▽
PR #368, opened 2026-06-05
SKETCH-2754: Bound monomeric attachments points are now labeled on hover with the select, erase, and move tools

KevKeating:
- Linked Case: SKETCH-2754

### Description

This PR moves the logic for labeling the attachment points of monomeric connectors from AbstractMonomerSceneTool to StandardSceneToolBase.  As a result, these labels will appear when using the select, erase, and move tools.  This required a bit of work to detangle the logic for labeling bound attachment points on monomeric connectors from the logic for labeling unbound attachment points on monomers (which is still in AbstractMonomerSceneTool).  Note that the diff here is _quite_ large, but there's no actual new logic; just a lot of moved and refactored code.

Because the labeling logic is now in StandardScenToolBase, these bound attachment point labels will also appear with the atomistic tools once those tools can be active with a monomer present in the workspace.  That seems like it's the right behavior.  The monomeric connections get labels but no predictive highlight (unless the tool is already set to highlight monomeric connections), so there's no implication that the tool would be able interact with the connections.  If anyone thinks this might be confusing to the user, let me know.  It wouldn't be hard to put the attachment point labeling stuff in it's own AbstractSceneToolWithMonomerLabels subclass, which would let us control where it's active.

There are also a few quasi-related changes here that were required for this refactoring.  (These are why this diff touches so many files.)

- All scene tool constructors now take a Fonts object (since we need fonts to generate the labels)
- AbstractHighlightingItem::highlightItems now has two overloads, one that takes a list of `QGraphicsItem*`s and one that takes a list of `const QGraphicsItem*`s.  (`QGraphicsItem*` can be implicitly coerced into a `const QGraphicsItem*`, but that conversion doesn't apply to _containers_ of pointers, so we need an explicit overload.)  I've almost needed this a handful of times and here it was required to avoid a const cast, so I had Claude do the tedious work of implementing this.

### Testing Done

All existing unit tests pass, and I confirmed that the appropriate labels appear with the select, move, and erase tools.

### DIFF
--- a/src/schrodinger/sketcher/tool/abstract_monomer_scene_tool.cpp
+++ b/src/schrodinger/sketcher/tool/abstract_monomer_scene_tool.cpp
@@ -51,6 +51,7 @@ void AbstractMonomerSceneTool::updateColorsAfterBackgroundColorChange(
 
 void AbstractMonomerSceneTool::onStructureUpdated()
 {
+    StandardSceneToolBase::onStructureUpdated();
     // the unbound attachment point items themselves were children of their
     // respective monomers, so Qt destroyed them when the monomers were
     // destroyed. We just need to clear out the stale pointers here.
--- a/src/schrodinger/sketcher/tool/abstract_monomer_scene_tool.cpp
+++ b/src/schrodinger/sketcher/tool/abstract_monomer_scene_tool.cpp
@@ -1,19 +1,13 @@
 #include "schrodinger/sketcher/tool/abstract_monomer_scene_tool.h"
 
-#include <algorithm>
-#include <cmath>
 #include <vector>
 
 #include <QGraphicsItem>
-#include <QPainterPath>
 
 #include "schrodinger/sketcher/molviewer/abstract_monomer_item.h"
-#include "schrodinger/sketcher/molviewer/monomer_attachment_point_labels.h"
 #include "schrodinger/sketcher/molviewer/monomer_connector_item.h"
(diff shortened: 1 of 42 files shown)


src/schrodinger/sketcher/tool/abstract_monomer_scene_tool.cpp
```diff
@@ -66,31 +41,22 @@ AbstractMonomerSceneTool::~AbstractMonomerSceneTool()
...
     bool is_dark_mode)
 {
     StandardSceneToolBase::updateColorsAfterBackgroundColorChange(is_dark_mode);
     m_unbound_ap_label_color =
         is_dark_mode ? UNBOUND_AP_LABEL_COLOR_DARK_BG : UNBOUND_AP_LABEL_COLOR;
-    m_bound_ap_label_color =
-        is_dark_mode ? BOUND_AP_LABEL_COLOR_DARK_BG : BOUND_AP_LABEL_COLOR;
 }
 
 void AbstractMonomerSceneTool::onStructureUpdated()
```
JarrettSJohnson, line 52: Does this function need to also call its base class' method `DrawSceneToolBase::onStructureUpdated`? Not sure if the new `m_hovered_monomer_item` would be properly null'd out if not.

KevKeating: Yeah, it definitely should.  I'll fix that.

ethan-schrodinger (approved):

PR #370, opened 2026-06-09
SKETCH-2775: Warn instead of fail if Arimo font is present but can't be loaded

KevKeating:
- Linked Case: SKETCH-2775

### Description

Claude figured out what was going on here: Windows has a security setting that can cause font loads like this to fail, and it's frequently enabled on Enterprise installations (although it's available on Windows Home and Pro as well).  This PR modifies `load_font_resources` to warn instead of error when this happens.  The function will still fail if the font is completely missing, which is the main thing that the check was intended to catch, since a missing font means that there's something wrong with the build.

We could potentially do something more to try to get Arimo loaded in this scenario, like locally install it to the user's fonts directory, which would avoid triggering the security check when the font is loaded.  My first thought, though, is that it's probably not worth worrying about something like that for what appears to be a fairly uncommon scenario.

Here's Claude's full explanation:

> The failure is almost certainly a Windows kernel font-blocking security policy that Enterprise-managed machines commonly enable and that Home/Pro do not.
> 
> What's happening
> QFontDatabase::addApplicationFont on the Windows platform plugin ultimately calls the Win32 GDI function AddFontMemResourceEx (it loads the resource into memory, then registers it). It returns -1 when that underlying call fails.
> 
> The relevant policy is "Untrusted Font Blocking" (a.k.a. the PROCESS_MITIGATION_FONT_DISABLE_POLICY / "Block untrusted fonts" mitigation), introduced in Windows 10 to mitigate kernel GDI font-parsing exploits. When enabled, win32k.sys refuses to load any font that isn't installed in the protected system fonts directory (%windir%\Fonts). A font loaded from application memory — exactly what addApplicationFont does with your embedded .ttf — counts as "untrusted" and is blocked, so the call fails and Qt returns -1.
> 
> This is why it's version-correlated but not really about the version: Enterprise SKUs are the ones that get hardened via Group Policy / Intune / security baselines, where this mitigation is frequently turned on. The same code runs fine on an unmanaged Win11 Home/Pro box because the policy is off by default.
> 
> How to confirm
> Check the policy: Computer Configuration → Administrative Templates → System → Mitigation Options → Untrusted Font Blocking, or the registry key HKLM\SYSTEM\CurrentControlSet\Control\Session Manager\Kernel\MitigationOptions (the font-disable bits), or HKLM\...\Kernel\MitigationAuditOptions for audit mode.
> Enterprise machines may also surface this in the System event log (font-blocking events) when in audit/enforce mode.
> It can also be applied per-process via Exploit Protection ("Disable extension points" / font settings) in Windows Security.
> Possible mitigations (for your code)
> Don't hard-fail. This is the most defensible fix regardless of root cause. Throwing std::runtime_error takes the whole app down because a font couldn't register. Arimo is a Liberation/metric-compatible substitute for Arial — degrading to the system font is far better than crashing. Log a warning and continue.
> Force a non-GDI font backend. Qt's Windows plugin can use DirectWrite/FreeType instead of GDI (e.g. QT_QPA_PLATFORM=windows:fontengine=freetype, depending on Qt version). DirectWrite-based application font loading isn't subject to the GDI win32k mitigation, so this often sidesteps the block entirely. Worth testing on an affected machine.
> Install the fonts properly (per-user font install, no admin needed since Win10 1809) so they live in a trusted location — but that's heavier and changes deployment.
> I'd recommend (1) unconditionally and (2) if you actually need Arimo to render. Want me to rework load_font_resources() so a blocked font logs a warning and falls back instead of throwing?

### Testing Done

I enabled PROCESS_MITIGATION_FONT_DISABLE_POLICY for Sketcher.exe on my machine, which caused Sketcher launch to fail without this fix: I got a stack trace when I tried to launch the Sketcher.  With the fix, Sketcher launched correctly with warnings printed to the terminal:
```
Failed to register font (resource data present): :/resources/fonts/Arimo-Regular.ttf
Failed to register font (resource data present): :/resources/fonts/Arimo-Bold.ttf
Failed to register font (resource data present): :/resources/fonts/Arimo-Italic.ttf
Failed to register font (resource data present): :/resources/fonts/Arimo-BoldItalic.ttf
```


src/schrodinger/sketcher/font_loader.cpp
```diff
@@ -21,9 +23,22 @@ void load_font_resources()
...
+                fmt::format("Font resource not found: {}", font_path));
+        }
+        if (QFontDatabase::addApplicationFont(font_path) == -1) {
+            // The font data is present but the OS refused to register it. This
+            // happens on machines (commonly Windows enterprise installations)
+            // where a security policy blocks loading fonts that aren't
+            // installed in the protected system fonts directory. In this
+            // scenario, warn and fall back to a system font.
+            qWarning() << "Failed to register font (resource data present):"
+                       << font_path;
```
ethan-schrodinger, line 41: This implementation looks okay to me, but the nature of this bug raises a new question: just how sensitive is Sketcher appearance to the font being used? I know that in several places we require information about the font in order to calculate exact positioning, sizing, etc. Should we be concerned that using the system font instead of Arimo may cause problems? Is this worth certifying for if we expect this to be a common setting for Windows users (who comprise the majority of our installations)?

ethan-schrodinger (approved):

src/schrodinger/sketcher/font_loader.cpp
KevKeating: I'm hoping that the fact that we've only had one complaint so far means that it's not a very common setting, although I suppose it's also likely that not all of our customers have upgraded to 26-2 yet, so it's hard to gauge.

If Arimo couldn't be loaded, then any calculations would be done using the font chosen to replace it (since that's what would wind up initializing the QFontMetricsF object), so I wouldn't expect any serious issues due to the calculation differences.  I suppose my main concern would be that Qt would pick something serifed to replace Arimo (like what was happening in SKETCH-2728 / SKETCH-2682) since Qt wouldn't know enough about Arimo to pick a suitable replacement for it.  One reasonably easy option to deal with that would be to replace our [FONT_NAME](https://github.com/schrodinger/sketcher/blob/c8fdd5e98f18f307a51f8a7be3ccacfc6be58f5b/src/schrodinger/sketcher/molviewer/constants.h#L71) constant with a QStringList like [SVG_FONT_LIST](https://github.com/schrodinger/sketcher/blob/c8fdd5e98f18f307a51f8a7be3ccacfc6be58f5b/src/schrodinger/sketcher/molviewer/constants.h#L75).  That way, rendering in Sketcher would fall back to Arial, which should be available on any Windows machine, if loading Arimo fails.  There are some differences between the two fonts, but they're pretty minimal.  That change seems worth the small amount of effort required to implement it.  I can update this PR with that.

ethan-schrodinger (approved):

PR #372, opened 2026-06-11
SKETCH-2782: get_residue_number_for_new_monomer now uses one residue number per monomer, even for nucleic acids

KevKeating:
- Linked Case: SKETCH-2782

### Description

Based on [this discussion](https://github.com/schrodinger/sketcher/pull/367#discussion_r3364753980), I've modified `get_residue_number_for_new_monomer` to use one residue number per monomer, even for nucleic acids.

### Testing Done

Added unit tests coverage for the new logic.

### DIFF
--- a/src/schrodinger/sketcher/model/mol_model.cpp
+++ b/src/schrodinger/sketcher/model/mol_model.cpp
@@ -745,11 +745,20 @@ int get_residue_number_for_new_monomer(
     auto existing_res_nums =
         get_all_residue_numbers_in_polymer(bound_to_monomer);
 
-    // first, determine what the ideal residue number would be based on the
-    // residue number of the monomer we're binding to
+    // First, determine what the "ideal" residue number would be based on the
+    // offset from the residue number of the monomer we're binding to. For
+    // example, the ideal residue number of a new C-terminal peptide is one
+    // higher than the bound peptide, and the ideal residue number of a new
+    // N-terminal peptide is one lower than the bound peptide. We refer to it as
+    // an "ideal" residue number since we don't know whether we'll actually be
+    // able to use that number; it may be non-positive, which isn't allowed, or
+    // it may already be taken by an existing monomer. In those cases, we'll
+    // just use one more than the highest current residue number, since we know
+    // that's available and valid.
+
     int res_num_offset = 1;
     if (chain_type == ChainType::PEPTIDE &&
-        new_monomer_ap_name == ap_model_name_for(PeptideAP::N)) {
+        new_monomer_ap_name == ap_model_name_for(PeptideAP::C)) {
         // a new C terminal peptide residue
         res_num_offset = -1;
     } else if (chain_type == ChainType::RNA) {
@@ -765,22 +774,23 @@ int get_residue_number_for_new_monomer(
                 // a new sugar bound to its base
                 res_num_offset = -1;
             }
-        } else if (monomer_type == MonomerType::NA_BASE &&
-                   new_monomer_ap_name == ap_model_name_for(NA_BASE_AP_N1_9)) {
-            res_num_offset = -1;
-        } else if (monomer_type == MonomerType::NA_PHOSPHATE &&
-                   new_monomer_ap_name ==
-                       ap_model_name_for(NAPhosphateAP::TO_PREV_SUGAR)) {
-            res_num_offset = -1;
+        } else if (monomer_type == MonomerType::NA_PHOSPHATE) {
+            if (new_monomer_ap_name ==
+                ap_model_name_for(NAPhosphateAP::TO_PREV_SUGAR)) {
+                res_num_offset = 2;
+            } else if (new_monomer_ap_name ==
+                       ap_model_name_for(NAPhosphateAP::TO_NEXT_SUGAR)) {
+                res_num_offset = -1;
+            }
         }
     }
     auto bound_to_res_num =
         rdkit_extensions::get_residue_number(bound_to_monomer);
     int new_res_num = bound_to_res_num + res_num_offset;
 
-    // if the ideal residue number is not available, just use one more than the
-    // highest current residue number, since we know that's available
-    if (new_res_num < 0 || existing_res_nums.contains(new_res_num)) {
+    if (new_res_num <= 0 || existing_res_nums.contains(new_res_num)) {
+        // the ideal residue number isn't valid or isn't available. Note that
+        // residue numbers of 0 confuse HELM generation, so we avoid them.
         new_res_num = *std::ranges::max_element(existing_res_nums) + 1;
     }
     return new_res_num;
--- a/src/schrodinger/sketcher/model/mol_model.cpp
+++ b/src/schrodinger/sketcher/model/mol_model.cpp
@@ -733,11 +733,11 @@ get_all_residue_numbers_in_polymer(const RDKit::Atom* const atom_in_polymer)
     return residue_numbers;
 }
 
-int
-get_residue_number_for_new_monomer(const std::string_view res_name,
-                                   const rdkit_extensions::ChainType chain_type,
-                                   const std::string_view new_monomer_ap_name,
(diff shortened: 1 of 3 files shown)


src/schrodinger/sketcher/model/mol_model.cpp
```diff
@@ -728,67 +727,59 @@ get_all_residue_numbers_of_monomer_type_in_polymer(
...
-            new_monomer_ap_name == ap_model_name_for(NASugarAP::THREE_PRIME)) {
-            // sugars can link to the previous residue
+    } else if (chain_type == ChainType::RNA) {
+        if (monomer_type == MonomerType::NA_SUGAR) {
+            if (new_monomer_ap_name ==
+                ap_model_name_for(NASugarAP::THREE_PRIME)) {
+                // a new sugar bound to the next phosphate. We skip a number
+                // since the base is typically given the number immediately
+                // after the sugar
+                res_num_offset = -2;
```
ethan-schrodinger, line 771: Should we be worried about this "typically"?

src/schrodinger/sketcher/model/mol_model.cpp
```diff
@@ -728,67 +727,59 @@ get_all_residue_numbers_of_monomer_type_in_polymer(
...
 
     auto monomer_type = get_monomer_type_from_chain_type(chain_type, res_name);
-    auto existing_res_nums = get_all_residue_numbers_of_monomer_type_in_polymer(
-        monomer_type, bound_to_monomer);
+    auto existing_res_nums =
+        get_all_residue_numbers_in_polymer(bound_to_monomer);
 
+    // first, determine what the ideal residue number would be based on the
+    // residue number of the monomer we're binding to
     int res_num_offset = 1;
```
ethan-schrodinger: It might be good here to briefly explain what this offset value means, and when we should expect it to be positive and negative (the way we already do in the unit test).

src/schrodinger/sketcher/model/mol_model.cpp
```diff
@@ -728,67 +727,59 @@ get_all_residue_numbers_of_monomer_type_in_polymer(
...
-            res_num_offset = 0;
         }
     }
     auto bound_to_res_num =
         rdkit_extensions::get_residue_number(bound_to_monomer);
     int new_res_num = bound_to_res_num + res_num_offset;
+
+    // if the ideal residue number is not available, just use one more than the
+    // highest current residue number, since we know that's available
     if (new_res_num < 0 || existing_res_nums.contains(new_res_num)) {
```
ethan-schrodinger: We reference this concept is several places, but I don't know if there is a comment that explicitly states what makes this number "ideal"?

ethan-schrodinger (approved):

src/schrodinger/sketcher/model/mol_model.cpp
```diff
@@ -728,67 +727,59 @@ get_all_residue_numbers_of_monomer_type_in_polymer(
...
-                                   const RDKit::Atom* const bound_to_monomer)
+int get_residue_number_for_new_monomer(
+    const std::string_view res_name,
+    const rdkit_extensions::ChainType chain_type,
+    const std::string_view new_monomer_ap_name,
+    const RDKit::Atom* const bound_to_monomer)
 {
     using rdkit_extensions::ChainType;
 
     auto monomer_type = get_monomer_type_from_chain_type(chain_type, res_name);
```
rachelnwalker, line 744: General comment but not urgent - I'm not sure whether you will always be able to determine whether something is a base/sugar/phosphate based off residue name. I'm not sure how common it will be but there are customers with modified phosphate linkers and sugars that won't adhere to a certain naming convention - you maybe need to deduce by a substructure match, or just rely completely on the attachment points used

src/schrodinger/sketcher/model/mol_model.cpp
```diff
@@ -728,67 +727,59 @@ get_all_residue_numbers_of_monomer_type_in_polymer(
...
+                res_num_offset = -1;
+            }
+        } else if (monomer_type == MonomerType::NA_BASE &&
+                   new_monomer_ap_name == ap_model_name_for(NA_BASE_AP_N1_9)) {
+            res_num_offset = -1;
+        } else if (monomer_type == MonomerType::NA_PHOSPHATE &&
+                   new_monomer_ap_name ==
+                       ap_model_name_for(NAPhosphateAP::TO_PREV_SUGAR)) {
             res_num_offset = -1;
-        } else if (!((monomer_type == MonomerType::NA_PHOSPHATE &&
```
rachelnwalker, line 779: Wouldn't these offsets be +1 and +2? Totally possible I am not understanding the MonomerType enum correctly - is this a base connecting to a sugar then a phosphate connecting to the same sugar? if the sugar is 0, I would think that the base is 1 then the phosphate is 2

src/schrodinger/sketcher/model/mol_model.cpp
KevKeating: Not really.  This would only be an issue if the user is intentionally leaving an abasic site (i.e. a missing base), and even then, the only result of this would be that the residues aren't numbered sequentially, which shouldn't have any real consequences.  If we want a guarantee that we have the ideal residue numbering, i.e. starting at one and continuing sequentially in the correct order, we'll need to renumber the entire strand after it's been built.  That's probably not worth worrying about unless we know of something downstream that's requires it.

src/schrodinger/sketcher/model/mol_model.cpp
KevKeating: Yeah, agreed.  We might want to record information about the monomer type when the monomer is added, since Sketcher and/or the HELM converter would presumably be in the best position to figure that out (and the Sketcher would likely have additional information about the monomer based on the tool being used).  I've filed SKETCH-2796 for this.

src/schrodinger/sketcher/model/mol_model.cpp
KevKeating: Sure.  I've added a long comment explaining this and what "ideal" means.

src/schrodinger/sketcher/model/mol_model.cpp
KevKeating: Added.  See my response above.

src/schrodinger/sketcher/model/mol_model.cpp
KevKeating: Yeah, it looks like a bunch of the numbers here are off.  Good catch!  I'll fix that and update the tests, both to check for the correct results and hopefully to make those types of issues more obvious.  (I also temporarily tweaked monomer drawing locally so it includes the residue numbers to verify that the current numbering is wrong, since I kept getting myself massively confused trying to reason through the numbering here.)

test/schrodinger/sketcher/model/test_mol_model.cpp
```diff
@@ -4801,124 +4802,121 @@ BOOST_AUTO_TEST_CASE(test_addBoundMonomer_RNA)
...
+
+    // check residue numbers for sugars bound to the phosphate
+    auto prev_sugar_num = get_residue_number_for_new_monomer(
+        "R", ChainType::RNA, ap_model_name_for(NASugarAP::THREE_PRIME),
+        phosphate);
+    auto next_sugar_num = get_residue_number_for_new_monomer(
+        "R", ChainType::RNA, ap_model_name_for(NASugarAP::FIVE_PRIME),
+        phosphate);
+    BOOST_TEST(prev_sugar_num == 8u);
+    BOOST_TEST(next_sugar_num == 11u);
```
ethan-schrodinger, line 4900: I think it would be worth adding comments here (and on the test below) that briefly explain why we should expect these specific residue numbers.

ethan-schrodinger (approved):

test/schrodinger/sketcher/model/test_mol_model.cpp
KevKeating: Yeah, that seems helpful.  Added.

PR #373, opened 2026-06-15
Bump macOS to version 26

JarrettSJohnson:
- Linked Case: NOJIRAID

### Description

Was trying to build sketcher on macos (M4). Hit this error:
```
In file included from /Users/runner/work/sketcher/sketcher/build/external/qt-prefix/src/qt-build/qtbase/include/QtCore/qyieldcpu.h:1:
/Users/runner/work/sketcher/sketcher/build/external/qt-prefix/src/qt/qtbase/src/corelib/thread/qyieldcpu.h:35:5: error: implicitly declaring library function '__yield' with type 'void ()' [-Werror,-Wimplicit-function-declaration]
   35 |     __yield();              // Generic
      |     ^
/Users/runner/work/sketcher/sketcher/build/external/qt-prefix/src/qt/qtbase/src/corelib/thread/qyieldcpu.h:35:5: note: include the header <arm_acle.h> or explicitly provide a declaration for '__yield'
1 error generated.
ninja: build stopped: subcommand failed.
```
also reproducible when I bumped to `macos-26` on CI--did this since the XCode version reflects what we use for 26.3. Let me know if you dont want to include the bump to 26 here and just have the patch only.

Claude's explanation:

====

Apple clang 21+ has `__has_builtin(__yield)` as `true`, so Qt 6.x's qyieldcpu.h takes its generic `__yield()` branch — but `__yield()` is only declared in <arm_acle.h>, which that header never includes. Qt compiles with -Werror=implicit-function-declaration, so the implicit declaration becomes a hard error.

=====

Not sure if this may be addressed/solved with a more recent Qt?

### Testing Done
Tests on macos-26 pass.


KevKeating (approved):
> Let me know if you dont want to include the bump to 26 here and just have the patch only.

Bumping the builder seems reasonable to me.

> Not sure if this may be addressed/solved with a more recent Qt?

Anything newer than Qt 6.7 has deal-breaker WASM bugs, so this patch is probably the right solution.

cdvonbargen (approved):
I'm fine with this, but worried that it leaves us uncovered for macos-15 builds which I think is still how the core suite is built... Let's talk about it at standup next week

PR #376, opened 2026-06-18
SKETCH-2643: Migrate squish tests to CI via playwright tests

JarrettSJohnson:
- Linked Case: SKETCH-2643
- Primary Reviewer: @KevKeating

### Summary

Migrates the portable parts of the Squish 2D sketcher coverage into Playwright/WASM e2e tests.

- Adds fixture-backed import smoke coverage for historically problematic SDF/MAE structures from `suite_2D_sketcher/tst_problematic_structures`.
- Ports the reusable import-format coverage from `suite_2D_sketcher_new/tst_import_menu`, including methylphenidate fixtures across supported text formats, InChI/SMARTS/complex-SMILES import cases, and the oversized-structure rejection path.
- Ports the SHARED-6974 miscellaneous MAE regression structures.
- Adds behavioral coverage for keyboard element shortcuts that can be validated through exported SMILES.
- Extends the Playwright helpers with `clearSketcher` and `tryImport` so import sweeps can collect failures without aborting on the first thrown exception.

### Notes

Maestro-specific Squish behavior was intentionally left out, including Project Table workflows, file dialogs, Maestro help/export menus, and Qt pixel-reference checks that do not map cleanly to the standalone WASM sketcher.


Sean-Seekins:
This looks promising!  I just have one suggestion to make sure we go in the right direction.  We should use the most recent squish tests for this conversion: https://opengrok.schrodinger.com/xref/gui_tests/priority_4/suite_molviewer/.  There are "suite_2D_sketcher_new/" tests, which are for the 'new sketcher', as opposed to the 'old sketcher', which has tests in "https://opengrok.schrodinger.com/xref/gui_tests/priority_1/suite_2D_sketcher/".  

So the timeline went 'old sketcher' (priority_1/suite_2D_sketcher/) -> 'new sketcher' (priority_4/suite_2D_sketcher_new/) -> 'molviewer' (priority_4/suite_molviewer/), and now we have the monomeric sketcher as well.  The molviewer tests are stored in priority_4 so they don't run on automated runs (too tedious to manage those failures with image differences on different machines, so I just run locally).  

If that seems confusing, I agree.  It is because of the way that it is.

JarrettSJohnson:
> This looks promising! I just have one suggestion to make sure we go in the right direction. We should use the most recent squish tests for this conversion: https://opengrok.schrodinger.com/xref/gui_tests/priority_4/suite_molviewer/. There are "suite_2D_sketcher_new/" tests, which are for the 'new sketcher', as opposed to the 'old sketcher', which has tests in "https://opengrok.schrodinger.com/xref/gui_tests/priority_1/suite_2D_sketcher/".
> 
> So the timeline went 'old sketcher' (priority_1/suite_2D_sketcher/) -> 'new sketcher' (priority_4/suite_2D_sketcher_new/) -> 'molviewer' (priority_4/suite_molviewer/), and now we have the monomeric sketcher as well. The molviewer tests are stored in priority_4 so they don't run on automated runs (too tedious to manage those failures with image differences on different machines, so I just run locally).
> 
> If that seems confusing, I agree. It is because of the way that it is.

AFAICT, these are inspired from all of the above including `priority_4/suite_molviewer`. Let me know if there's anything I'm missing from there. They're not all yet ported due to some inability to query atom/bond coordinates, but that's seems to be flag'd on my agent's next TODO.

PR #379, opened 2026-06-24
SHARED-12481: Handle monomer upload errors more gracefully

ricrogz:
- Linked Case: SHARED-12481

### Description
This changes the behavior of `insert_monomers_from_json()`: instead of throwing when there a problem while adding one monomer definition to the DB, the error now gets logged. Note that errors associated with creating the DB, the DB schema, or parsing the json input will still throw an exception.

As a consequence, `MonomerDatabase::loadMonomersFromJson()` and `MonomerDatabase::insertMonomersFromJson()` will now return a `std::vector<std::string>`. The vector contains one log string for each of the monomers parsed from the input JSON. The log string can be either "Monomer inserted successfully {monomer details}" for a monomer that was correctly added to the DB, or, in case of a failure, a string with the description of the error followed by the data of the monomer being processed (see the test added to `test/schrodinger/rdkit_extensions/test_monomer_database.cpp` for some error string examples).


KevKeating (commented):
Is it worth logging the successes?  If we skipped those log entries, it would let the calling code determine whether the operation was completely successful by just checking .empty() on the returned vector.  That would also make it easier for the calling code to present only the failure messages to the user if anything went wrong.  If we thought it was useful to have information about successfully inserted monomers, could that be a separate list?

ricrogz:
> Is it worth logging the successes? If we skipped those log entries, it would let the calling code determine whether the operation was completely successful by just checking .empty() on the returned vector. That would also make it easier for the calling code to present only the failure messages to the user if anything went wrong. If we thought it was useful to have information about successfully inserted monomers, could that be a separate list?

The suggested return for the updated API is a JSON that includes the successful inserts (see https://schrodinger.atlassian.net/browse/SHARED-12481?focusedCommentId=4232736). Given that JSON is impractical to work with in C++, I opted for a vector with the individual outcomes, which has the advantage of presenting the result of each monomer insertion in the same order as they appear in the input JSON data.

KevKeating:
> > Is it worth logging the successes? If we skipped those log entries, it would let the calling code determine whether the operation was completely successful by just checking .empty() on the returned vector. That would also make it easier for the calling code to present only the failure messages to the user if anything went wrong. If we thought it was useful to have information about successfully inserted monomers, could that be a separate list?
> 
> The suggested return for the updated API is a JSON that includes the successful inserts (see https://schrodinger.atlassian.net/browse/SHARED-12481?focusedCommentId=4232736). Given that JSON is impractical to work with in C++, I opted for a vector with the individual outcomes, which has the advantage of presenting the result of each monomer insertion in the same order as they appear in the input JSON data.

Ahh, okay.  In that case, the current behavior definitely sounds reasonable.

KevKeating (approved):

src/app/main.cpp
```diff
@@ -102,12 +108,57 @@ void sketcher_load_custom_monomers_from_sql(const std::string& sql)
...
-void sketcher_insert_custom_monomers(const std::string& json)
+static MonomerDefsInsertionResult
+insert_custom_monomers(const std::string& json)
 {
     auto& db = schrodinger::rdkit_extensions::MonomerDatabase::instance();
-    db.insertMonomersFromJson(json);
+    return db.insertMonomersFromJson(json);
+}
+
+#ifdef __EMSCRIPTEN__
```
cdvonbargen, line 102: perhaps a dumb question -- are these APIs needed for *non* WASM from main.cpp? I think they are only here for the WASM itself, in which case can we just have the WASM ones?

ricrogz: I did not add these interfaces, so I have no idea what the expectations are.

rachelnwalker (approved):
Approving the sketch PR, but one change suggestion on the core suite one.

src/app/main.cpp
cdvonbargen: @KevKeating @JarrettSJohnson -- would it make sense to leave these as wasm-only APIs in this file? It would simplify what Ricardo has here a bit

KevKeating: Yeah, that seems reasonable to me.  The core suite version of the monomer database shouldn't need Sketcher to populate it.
△
Look back at the entries above and repeat, unchanged, every line from the line holding "else if (new_monomer_ap_name" through the line holding "we avoid them.".

ANSWER FOR THIS EXERCISE »
+            } else if (new_monomer_ap_name ==
+                       ap_model_name_for(NAPhosphateAP::TO_NEXT_SUGAR)) {
+                res_num_offset = -1;
+            }
         }
     }
     auto bound_to_res_num =
         rdkit_extensions::get_residue_number(bound_to_monomer);
     int new_res_num = bound_to_res_num + res_num_offset;
 
-    // if the ideal residue number is not available, just use one more than the
-    // highest current residue number, since we know that's available
-    if (new_res_num < 0 || existing_res_nums.contains(new_res_num)) {
+    if (new_res_num <= 0 || existing_res_nums.contains(new_res_num)) {
+        // the ideal residue number isn't valid or isn't available. Note that
+        // residue numbers of 0 confuse HELM generation, so we avoid them.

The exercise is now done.